一回行って、大変楽しんでレポートしたばかりなのですが、本日ノコノコとお昼のショーを観るために並んでいるときに、息をするかのようにチェックするツイッターのTLに
ニック・ヘルムが、
https://tickets.edfringe.com/whats-on/nick-helm-what-have-we-become (本人ショーのリンク)
マクベス演出。
まるで理解不能なパワーワードが2つ並んでいるのを目撃しまして。
ニック・ヘルムといえば、オレがそれはもう長年ご贔屓にしている超才能のある芸人さんです。8 out of 10 catsとかそーゆーパネルショーでもおなじみかと思いますが、BBC コメディ Uncleで一躍有名になったのではないでしょうか?英国のコメディドラマでちょこちょこいい味出してる。
感想記事やお知らせ記事をたくさん更新しています。が、ここで紹介している文面がものすごくよくまとまっていると思うので、こちらの記事をお勧めします。

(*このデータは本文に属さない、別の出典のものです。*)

PR #15010, opened 2023-10-23
feat(website): propose to change our slogan and short description

dantaik:
welcome constructive feedbacks :)

Lets discuss this in Istanbul.

### DIFF
--- a/packages/website/components/Home/Hero.tsx
+++ b/packages/website/components/Home/Hero.tsx
@@ -43,10 +43,10 @@ export function Hero() {
           <div className="relative z-10 w-3/4 pt-16 pb-20 text-left lg:py-48">
             <div className="pl-[max(env(safe-area-inset-left),1.5rem)]">
               <h1 className="font-grotesk text-4xl md:text-5xl tracking-tight text-neutral-900 dark:text-neutral-100">
-                A <span className="text-[#e81899]">based</span> rollup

そんなわけで、ニック・ヘルムというパワーワードを出されたら、オレが行かないでどうするよ。というわけで、行ってきました。この芸人さんが喋る言葉は全てパンチラインですね。どんなに弱い玉でも、拾ってスマッシュする。まるで無駄がないどころか笑いの大量生産です。土曜の夜なので、お行儀の悪い客も混ざってるんですよ。特にニックの客層はそういうのが混ざる可能性が高い。そういうお行儀の悪い客もちゃんと取り込みつつ上手に回す。涙流して笑いましたが、感動しました。
さて。
前回のレポートでもお話ししましたが、このマクベスの基本ルールは以下の通り。
1。毎日ですね、フリンジにいる誰かをとっつかまえて演出家として招待し、その人の指示通りにマクベスやります。ほんとに言われた通りに従ってやります。
2。ショーはもちろん1時間枠です。1時間で2時間半のマクベスを終わらせます。無理やり終わらせます。ゲスト演出家も演者の二人も時間内に終わらせることをつねに気にしますので、芝居が終わらずに終わるということがありません。

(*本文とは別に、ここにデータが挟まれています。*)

PR #15011, opened 2023-10-23
feat(protocol): allow using both blob & calldata for DA

dantaik:
This PR enables users to use EIP-4844 blob to carry the transaction list when a block is proposed. The calldata based approach still works.

When `txList` is empty, we'll try to read the blob version hash.


packages/protocol/contracts/L1/verifiers/PseZkVerifier.sol
```diff
@@ -77,20 +118,24 @@ contract PseZkVerifier is EssentialContract, IVerifier {
...
+            abi.encodePacked(
                 evidence.metaHash,
                 evidence.parentHash,
                 evidence.blockHash,
                 evidence.signalRoot,
                 evidence.graffiti,
-                prover
+                prover,
+                blobHash,
+                txListHash
```
Brechtpd, line 138: Will also need to contain the x and y points so we have them in the circuits.

packages/protocol/contracts/L1/verifiers/IVerifier.sol
```diff
@@ -15,6 +15,8 @@ interface IVerifier {
         uint64 blockId,
         address prover,
         bool isContesting,
+        bool usingBlob,
+        bytes32 blobHash,
```
Brechtpd, line 19: Maybe cleaner to make it part of the `BlockEvidence`?

packages/protocol/contracts/L1/verifiers/PseZkVerifier.sol
```diff
@@ -21,6 +23,19 @@ contract PseZkVerifier is EssentialContract, IVerifier {
 
     error L1_INVALID_PROOF();
 
+    struct PointProof {
+        bytes32 txListHash;
```
Brechtpd, line 27: Why not call this one blobHash as well?

dantaik: My understanding is that this value is the keccak hash of the RLP-encoded txList, provided by the actual zk prover. When 4844 blob is used for DA, the protocol no longer care about the keccak hash of the RLP-encoded txList, but this value is used by the protocol to calculate a random x (the instance value in our impl).

Let me know if you understand it differently.

packages/protocol/contracts/L1/verifiers/PseZkVerifier.sol
dantaik: The x value is the instance itself, the y value cannot be calculated without x, which is the instance. so y should not be used to calculate the instance.

dantaik: See:

```solidity
Lib4844.evaluatePoint({
        blobHash: blobHash,
        x: uint256(instance) % Lib4844.BLS_MODULUS,
        y: pf.pointValue,
        commitment: pf.pointCommitment,
        proof: pf.pointProof
});
```

packages/protocol/contracts/L1/libs/LibProposing.sol
```diff
@@ -170,42 +180,43 @@ library LibProposing {
...
-        inputs[3] = uint256(meta.extraData);
-        inputs[4] = (uint256(meta.id)) | (uint256(meta.timestamp) << 64)
-            | (uint256(meta.l1Height) << 128) | (uint256(meta.gasLimit) << 192);
-        inputs[5] = uint256(uint160(meta.coinbase));
-        inputs[6] = uint256(keccak256(abi.encode(meta.depositsProcessed)));
-
-        assembly {
-            hash := keccak256(inputs, 224 /*mul(7, 32)*/ )
-        }
+        return keccak256(
```
dantaik, line 202: @smtmfft please review this change. If you still prefer the old approach let me know.

packages/protocol/contracts/L1/verifiers/PseZkVerifier.sol
Brechtpd: Ah yeah, I didn't see it was used like that! 

I think the keccak hash approach makes sense because it's easy to do and we need to support hashing the data anyway for the calldata method. There are a couple of other options but they are more complicated: https://github.com/taikoxyz/zkevm-circuits/pull/106#issuecomment-1752993436

packages/protocol/contracts/L1/verifiers/PseZkVerifier.sol
Brechtpd: `x` is the instance after the modulus so some extra work in the circuit needed to calculate it, but shouldn't complicate things too much (hopefully).

We do really need `y` as part of the instance though so because the circuit needs to have access to it, that's why we calculate it in the smart contract so that we know the correct value.

I would propose only hashing the required data for the random point `x`: `keccak(blobHash, txListHash)`.

packages/protocol/contracts/L1/TaikoData.sol
```diff
@@ -126,14 +129,19 @@ library TaikoData {
     /// 10 slots reserved for upgradability, 3 slots used.
     struct Block {
         bytes32 metaHash; // slot 1
-        address assignedProver; // slot 2
+        // blobHash represents the EIP-4844 versioned hash of the blob that
+        // carries the transaction list, or the keccack hash of the RPP-encoded
```
adaki2004, line 133:
```suggestion
        // carries the transaction list, or the keccack hash of the RLP-encoded
```

packages/protocol/contracts/L1/verifiers/IVerifier.sol
adaki2004: Keeping it in the `BlockEvidence`so that API stay same (+ data related to evidence), i think too might be a good idea.

dantaik: Both  `usingBlob` and `blobHash` are sloaded from storage when a block is to be proven. If we move blobHash into evidence, we still need to check `evicence.blobHash == blobHash`, I don't think it's a good idea to request the prover to provide duplicate datea in evidence.

packages/protocol/contracts/L1/verifiers/PseZkVerifier.sol
dantaik: `the keccak hash approach makes sense` => no change? Sorry please be more specific :)

packages/protocol/contracts/L1/verifiers/IVerifier.sol
adaki2004: What if put `blobHash` into the `metaHash` , saving some gas ? So that we do not need to store the `blk.blobHash` but it is done indirectly via `metaHash`  (`function hashMetadata(TaikoData.BlockMetadata memory meta`)) ?

packages/protocol/contracts/L1/verifiers/PseZkVerifier.sol
dantaik: Modified as suggested.

packages/protocol/contracts/L1/verifiers/PseZkVerifier.sol
Brechtpd: Yep no changes!

packages/protocol/contracts/L1/verifiers/IVerifier.sol
Brechtpd: > I don't think it's a good idea to request the prover to provide duplicate datea in evidence.

The prover doesn't necessarily has to provide the same `TaikoData.BlockEvidence` struct as struct used in `IVerifier`, but yeah that does mean creating a new struct and copying some values over to the `IVerifier` one.

dantaik:
> Going over the code with Dani, we noticed `txListStart` and `txListEnd` got removed. This means the same blob cannot contain multiple L2 blocks so potentially not efficient. I think it also means we don't know the length of the txList in the blob so we cannot check that it is valid.

Brecht, yes, currently there is no way to check blob length in the solidity code, so if we have the start/end index, they will have to be checked in circuits. But I guess I removed the start/end mainly because I don't think the same blobs are going to be reused a lot, maybe I'm wrong, but we can add this small feature back when we realize it's going to be useful.

Brechtpd:
> > Going over the code with Dani, we noticed `txListStart` and `txListEnd` got removed. This means the same blob cannot contain multiple L2 blocks so potentially not efficient. I think it also means we don't know the length of the txList in the blob so we cannot check that it is valid.
> 
> Brecht, yes, currently there is no way to check blob length in the solidity code, so if we have the start/end index, they will have to be checked in circuits. But I guess I removed the start/end mainly because I don't think the same blobs are going to be reused a lot, maybe I'm wrong, but we can add this small feature back when we realize it's going to be useful.

There's still the validity check concern if we don't know the length. We may need to add the total length of the txList in the blob data itself at the start and decode it from there, I'm not sure if our current encoding of the tx list allows us to set hard rules for validity. I forgot if the txList is also RLP encoded, if so that could be sufficient. @smtmfft

packages/protocol/contracts/L1/verifiers/PseZkVerifier.sol
```diff
@@ -29,68 +44,106 @@ contract PseZkVerifier is EssentialContract, IVerifier {
...
+            instance = calcInstance({
+                prover: input.prover,
+                evidence: evidence,
+                pointValue: pf.pointValue,
+                metaHash: input.metaHash
+            });
+
+            Lib4844.evaluatePoint({
+                blobHash: input.blobHash,
+                x: calc4844PointEvalX(input.blobHash, pf.txListHash),
```
dantaik, line 71: @Brechtpd please take a look at this file. 
x is calculatd based on blobHash and txListHash, bacause of this, txListHash is currently not hashed into instance. Let me know if you think this is OK?

packages/protocol/contracts/L1/verifiers/PseZkVerifier.sol
```diff
@@ -29,68 +44,106 @@ contract PseZkVerifier is EssentialContract, IVerifier {
...
 
+    function calc4844PointEvalX(
+        bytes32 blobHash,
+        bytes32 txListHash
+    )
+        public
+        pure
+        returns (uint256)
+    {
+        return uint256(blobHash ^ txListHash) % Lib4844.BLS_MODULUS;
```
dantaik, line 123: @Brechtpd Do you think this will work as well, as an cheaper alternative to keccak?

smtmfft:
> There's still the validity check concern if we don't know the length. We may need to add the total length of the txList in the blob data itself at the start and decode it from there, I'm not sure if our current encoding of the tx list allows us to set hard rules for validity. I forgot if the txList is also RLP encoded, if so that could be sufficient. @smtmfft

For circuit part, we need to know the length, as RLP(raw_bytes) need length to uniquely mapping to the txlist hash, but that value can be sent by contract? no need to in blob?

dantaik:
> > > Going over the code with Dani, we noticed `txListStart` and `txListEnd` got removed. This means the same blob cannot contain multiple L2 blocks so potentially not efficient. I think it also means we don't know the length of the txList in the blob so we cannot check that it is valid.
> > 
> > 
> > Brecht, yes, currently there is no way to check blob length in the solidity code, so if we have the start/end index, they will have to be checked in circuits. But I guess I removed the start/end mainly because I don't think the same blobs are going to be reused a lot, maybe I'm wrong, but we can add this small feature back when we realize it's going to be useful.
> 
> There's still the validity check concern if we don't know the length. We may need to add the total length of the txList in the blob data itself at the start and decode it from there, I'm not sure if our current encoding of the tx list allows us to set hard rules for validity. I forgot if the txList is also RLP encoded, if so that could be sufficient. @smtmfft

According to @smtmfft, RLP encoding has data size as part of it.

Screenshot 2023-10-26 at 15 57 23

smtmfft:
> > > There's still the validity check concern if we don't know the length. We may need to add the total length of the txList in the blob data itself at the start and decode it from there, I'm not sure if our current encoding of the tx list allows us to set hard rules for validity. I forgot if the txList is also RLP encoded, if so that could be sufficient. @smtmfft
> > 
> > 
> > For circuit part, we need to know the length, as RLP(raw_bytes) need length to uniquely mapping to the txlist hash, but that value can be sent by contract? no need to in blob?
> 
> Smart contract doesn't know the size of the blob, or we can always use the 4844 blob max size?



> > > There's still the validity check concern if we don't know the length. We may need to add the total length of the txList in the blob data itself at the start and decode it from there, I'm not sure if our current encoding of the tx list allows us to set hard rules for validity. I forgot if the txList is also RLP encoded, if so that could be sufficient. @smtmfft
> > 
> > 
> > For circuit part, we need to know the length, as RLP(raw_bytes) need length to uniquely mapping to the txlist hash, but that value can be sent by contract? no need to in blob?
> 
> Smart contract doesn't know the size of the blob, or we can always use the 4844 blob max size?

AFAIC, the only chance of malicious behavior in circuit is rlc(txlist_raw_bytes) == rlc(txlist_raw_bytes + padding_0), which leads to hash conflict. Put the length at the blob beginning could avoid this problem if contract does not know the size.

packages/protocol/contracts/L1/verifiers/PseZkVerifier.sol
Brechtpd: It needs to be part of the instance: https://github.com/taikoxyz/taiko-mono/pull/15031#discussion_r1372355040

packages/protocol/contracts/L1/verifiers/PseZkVerifier.sol
Brechtpd: Would keep the keccak method because it's easier to do in the circuit and it only needs to be done once. Doing the xor also requires quite a lot of lookups, and we don't have a dedicated circuit to do that specifically like we do with keccak.

Brechtpd:
> According to @smtmfft, RLP encoding has data size as part of it.

I think it's okay for each tx independently because those are RLP encoded, but the list of the transactions itself is not (or is it @smtmfft, I remember at some point it was but I think it's not anymore right?).

Blobs are also big: 128KB! There's also only a very limited amount of blobs per L1 I think: current target is 3, so sharing the blob between L2 blocks seems required in the long term unless that number gets increased or L2s just all start submitting very large blocks. I think it would be reasonable to add back the start/end list indices and we can just force the start to be `0` for now. I think that's a reasonable approach unless there's a better way to do it that's simple and flexible.

dantaik:
> > There's still the validity check concern if we don't know the length. We may need to add the total length of the txList in the blob data itself at the start and decode it from there, I'm not sure if our current encoding of the tx list allows us to set hard rules for validity. I forgot if the txList is also RLP encoded, if so that could be sufficient. @smtmfft
> 
> For circuit part, we need to know the length, as RLP(raw_bytes) need length to uniquely mapping to the txlist hash, but that value can be sent by contract? no need to in blob?

Even if the data can be provided by the proposer in contract, I don't think it can be trusted.

smtmfft:
> I think it's okay for each tx independently because those are RLP encoded, but the list of the transactions itself is not (or is it @smtmfft, I remember at some point it was but I think it's not anymore right?).

txList has the length as it is still follows rlp encoding rule. But 1 reason we need extra length is because we need to cover invalid case where the decoder has no idea how long it is, and the txlist hash in circuit is not that reliable due to properties of RLC(0 padding agnostic)
I just imaged a very special case: say raw_txlist is 200 bytes which is un-decodable, but if padding with some 0s, the new_txlist whose length is say 210, it's then decodable. In circuit, because of RLC, raw_txlist & new_raw_txlist could be mapped to the same hash if the length is not specified by instance. Then, this invalid rlp can be decoded and be sent to following modules like evm. Although I don't see any immediate harm as the decoded tx is certainly not executable as padding 0 is always the signature, this is still a defect in the system.

BTW: is new Hi/Lo arch already gets rid of RLC??

packages/protocol/contracts/L1/verifiers/PseZkVerifier.sol
dantaik: fixed

packages/protocol/contracts/L1/verifiers/PseZkVerifier.sol
dantaik: fixed

dantaik:
> > I think it's okay for each tx independently because those are RLP encoded, but the list of the transactions itself is not (or is it @smtmfft, I remember at some point it was but I think it's not anymore right?).
> 
> txList has the length as it is still follows rlp encoding rule. But 1 reason we need extra length is because we need to cover invalid case where the decoder has no idea how long it is, and the txlist hash in circuit is not that reliable due to properties of RLC(0 padding agnostic) I just imaged a very special case: say raw_txlist is 200 bytes which is un-decodable, but if padding with some 0s, the new_txlist whose length is say 210, it's then decodable. In circuit, because of RLC, raw_txlist & new_raw_txlist could be mapped to the same hash if the length is not specified by instance. Then, this invalid rlp can be decoded and be sent to following modules like evm. Although I don't see any immediate harm as the decoded tx is certainly not executable as padding 0 is always the signature, this is still a defect in the system.
> 
> BTW: is new Hi/Lo arch already gets rid of RLC??

Not a direct comment, but do you think with 4844, the blob is always the fixed size, padding with zeros to fill the blob's default size?

smtmfft:
> > > I think it's okay for each tx independently because those are RLP encoded, but the list of the transactions itself is not (or is it @smtmfft, I remember at some point it was but I think it's not anymore right?).
> > 
> > 
> > txList has the length as it is still follows rlp encoding rule. But 1 reason we need extra length is because we need to cover invalid case where the decoder has no idea how long it is, and the txlist hash in circuit is not that reliable due to properties of RLC(0 padding agnostic) I just imaged a very special case: say raw_txlist is 200 bytes which is un-decodable, but if padding with some 0s, the new_txlist whose length is say 210, it's then decodable. In circuit, because of RLC, raw_txlist & new_raw_txlist could be mapped to the same hash if the length is not specified by instance. Then, this invalid rlp can be decoded and be sent to following modules like evm. Although I don't see any immediate harm as the decoded tx is certainly not executable as padding 0 is always the signature, this is still a defect in the system.
> > BTW: is new Hi/Lo arch already gets rid of RLC??
> 
> Not a direct comment, but do you think with 4844, the blob is always the fixed size, padding with zeros to fill the blob's default size?

It can, but we still need the right length, because in RLP spec, it ends at the last meaningful byte, so if length is with padding, the rlp decoder in theory should return an error.

Brechtpd:
Important thing that I don't want people to miss: only 3 blobs can be used in a single L1 block on average! And you always pay for the full blob. These parameters will likely be used for a long time, so we have to take them into account.

> BTW: is new Hi/Lo arch already gets rid of RLC??

RLC is still used for the keccak data that needs to be hashed.

dantaik:
@Brechtpd given that there is noway to get the blob length in solidity, I suggest that we take the bob length and encoding related questions/topics offline, maybe you wanna set up a call with @smtmfft ?

Brechtpd:
> @Brechtpd given that there is noway to get the blob length in solidity, I suggest that we take the bob length and encoding related questions/topics offline, maybe you wanna set up a call with @smtmfft ?

We can work around the length not being passed in by having it in the data stream itself, I don't think there's too much too discuss there, what we do will depend on what we get from the smart contract! Previously we had the start and end indices from the smart contract so we just could use those.

My biggest question is are we okay with just being able to do a single block per blob. To be able to support multiple blocks per blob we need at least an extra offset per block as an input from the smart contract. This could have a big impact on fees, especially because Taiko blocks may be at disadvantage because all L2s will be competing to get one of these 3 blobs per L1 block on average. So even if we don't want to support it right now, having the offset there and forcing it to 0 for now seems like a good way to make things more future proof so we don't have to keep changing the interface between the smart contract and proofs for this in the future.

dantaik:
> > @Brechtpd given that there is noway to get the blob length in solidity, I suggest that we take the bob length and encoding related questions/topics offline, maybe you wanna set up a call with @smtmfft ?
> 
> We can work around the length not being passed in by having it in the data stream itself, I don't think there's too much too discuss there, what we do will depend on what we get from the smart contract! Previously we had the start and end indices from the smart contract so we just could use those.
> 
> My biggest question is are we okay with just being able to do a single block per blob. To be able to support multiple blocks per blob we need at least an extra offset per block as an input from the smart contract. This could have a big impact on fees, especially because Taiko blocks may be at disadvantage because all L2s will be competing to get one of these 3 blobs per L1 block on average. So even if we don't want to support it right now, having the offset there and forcing it to 0 for now seems like a good way to make things more future proof so we don't have to keep changing the interface between the smart contract and proofs for this in the future.

I see what you mean. Did you mean 3 blobs per L1 bock, I read something like " a long term maximum of 16 blobs per block".

Let me to file an issue to add blob sharing support to the next version, for this A6 version, I just want to auditors to be able to review the basic blob support. It doesn't have to be the final protocol version.

Brechtpd:
These are the latest settings I know of: 
```
TARGET_BLOB_GAS_PER_BLOCK | 393216
GAS_PER_BLOB              | 2**17

MAX_BLOB_GAS_PER_BLOCK    | 786432
LIMIT_BLOBS_PER_TX        | 2**12
```

So `393216/2**17 = 3` blobs as the target. Similar to the block gas limit, a block can contain up to 2x that, but this increases the blob basefee, so the target being 3 is the one that can actually be sustained.

I don't know if these parameters could still change before mainnet, or when they would get raised at a later time. I think likely we can only expect a raise when DAS is actually used for blob data, so probably quite a while off in that case.

smtmfft:
> These are the latest settings I know of:
> 
> ```
> TARGET_BLOB_GAS_PER_BLOCK | 393216
> GAS_PER_BLOB              | 2**17
> 
> MAX_BLOB_GAS_PER_BLOCK    | 786432
> LIMIT_BLOBS_PER_TX        | 2**12
> ```
> 
> So `393216/2**17 = 3` blobs as the target. Similar to the block gas limit, a block can contain up to 2x that, but this increases the blob basefee, so the target being 3 is the one that can actually be sustained.

The blob is exclusively used by one tx sender, right? so I think the target 3 is not enough(workable) if all L2s are competing for them, we then will see another war type blob-war :)

dantaik:
> > These are the latest settings I know of:
> > ```
> > TARGET_BLOB_GAS_PER_BLOCK | 393216
> > GAS_PER_BLOB              | 2**17
> > 
> > MAX_BLOB_GAS_PER_BLOCK    | 786432
> > LIMIT_BLOBS_PER_TX        | 2**12
> > ```
> > 
> > 
> >     
> >       
> >     
> > 
> >       
> >     
> > 
> >     
> >   
> > So `393216/2**17 = 3` blobs as the target. Similar to the block gas limit, a block can contain up to 2x that, but this increases the blob basefee, so the target being 3 is the one that can actually be sustained.
> 
> The blob is exclusively used by one tx sender, right? so I think the target 3 is not enough(workable) if all L2s are competing for them, we then will see another war type blob-war :)

I think the blob can be used by as many transactions as possible before its deleted. We need to cache the blobVersionHash somewhere in our protocol...

Brechtpd:
> I think the blob can be used by as many transactions as possible before its deleted. We need to cache the blobVersionHash somewhere in our protocol...

It is possible, but then you decouple the data transaction from the propose transaction which will likely be pretty problematic because that data will be outdated/stolen quickly, so for a based rollup this is quite tricky if not all data/propose transactions are in the same L1 block.

Still, caching the block hash or not, offsets to the txLists in the blob would be needed.

dantaik:
> > I think the blob can be used by as many transactions as possible before its deleted. We need to cache the blobVersionHash somewhere in our protocol...
> 
> It is possible, but then you decouple the data transaction from the propose transaction which will likely be pretty problematic because that data will be outdated/stolen quickly, so for a based rollup this is quite tricky if not all data/propose transactions are in the same L1 block.
> 
> Still, caching the block hash or not, offsets to the txLists in the blob would be needed.

Will get this done in another PR.

dantaik:
@Brechtpd what pending comments do you think I need to address?

Brechtpd (approved):

Brechtpd:
Nothing sorry, just forgot to approve after all comments were addressed.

3。マクベスを2人だけで演じます。いや、マクベスの一人芝居ってアラン・カミングが昔やったけど、そういうことじゃなくて、ふつうのマクベスを2人だけで演じます。だから例えば1シーンで1人が魔女やってバンクオーやって夫人やるんです。超ベーシックに衣装とかカツラとか変えてやるんです。
すでにこの時点で相当無理がある上に、その上に、あのニック・ヘルムが、即興で、演出したら・・・? 一回限りのことなので、ネタバレしちゃいたいと思います。
【開始前に大問題発覚】
オレらが会場に入って、下手脇に鎮座するディレクター・チェアーの近くの席に腰を下ろすと、センターでティムさんが、1番前席のお客さんと熱心にやりとり。お客さんへと目を向けると、フリンジあるあるの、ショーの年齢制限を丸無視して、お子様連れてきちゃう、ってアレでして、ど真ん中に小さな男の子がちょこんと座っておりまして。
年齢6歳(ウップ)
今日は特に6歳のお子様にふさわしい内容にはならないので、出ていくなら今。お金は払い戻します。と説明を入れている(はずです)が、動かぬ両脇の両親(*)。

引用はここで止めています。